▶ [Source data]:
# # # # # # #
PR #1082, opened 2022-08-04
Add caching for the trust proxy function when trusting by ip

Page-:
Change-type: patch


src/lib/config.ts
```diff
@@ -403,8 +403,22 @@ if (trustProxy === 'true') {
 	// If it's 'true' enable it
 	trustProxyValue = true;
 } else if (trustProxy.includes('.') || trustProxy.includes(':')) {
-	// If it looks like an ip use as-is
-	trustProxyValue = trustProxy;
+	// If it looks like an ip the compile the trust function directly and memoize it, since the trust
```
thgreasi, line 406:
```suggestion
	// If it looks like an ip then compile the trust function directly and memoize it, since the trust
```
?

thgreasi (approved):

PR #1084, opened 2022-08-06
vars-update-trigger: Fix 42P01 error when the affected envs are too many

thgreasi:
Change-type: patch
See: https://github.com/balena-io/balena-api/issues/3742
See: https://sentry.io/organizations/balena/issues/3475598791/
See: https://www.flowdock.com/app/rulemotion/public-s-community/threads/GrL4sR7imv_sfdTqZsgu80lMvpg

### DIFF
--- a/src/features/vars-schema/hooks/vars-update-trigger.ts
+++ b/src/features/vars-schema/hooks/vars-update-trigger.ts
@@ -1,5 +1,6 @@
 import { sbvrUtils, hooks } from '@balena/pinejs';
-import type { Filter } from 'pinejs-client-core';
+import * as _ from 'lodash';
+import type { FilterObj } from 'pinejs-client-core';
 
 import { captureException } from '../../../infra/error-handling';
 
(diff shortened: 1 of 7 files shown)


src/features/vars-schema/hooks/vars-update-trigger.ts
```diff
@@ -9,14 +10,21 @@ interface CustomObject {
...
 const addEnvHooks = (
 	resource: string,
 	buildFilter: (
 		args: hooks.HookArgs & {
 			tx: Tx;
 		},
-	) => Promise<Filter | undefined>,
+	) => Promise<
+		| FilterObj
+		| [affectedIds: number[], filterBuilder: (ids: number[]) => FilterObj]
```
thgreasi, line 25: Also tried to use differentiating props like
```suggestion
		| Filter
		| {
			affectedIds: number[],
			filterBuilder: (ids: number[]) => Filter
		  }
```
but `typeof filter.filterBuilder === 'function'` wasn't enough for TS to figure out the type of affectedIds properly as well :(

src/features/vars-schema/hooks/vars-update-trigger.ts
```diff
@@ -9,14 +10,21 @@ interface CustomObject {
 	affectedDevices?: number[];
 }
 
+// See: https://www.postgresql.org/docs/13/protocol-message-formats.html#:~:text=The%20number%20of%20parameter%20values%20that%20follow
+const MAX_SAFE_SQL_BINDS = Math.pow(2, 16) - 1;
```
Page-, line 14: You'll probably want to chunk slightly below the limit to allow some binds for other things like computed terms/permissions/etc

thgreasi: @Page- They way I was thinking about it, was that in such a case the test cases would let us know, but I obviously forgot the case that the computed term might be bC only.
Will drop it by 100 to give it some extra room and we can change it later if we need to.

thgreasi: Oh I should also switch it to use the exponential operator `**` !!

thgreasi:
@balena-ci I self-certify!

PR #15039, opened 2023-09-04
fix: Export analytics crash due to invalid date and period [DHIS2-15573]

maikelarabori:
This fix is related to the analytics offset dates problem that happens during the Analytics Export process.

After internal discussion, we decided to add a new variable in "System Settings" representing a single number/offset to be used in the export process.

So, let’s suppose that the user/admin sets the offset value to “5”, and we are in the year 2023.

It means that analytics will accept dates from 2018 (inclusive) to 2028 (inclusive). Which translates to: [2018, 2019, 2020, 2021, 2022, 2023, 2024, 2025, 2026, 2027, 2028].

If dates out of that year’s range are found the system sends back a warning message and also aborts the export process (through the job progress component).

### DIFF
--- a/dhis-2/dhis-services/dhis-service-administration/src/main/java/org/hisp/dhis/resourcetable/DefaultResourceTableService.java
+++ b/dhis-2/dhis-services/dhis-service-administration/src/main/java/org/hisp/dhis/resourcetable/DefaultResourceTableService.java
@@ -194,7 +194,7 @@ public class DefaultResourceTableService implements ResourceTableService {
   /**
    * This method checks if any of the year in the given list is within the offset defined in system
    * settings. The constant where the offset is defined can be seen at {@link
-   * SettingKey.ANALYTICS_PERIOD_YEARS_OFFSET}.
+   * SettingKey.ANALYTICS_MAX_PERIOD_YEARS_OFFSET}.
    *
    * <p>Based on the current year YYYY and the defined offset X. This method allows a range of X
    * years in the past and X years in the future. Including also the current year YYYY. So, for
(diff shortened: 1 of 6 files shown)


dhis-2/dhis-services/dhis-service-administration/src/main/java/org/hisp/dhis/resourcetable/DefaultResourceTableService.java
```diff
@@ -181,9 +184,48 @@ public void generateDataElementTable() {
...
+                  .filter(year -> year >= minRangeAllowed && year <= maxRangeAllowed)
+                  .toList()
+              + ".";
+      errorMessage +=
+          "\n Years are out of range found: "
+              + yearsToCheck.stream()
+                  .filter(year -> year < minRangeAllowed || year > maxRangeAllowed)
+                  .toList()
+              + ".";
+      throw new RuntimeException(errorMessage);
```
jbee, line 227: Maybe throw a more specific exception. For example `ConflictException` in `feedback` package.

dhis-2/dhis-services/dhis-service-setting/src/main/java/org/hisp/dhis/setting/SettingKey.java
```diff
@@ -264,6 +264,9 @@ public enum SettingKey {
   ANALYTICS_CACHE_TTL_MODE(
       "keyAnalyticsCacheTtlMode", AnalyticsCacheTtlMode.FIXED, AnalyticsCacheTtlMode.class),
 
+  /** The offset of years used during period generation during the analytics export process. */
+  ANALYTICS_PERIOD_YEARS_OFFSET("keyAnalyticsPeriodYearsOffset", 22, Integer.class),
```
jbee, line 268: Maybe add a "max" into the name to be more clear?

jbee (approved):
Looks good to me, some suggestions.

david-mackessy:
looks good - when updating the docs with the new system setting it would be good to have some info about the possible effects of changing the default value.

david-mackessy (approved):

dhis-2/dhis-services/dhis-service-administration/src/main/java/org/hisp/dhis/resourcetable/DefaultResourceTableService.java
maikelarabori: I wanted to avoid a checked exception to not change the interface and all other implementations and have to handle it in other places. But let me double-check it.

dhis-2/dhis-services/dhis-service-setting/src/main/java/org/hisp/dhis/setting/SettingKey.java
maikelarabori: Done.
# # # # # # #
Note each line of the entries that has "SettingKey" in it, and copy those lines.

-   * SettingKey.ANALYTICS_PERIOD_YEARS_OFFSET}.
+   * SettingKey.ANALYTICS_MAX_PERIOD_YEARS_OFFSET}.
dhis-2/dhis-services/dhis-service-setting/src/main/java/org/hisp/dhis/setting/SettingKey.java
@@ -264,6 +264,9 @@ public enum SettingKey {
dhis-2/dhis-services/dhis-service-setting/src/main/java/org/hisp/dhis/setting/SettingKey.java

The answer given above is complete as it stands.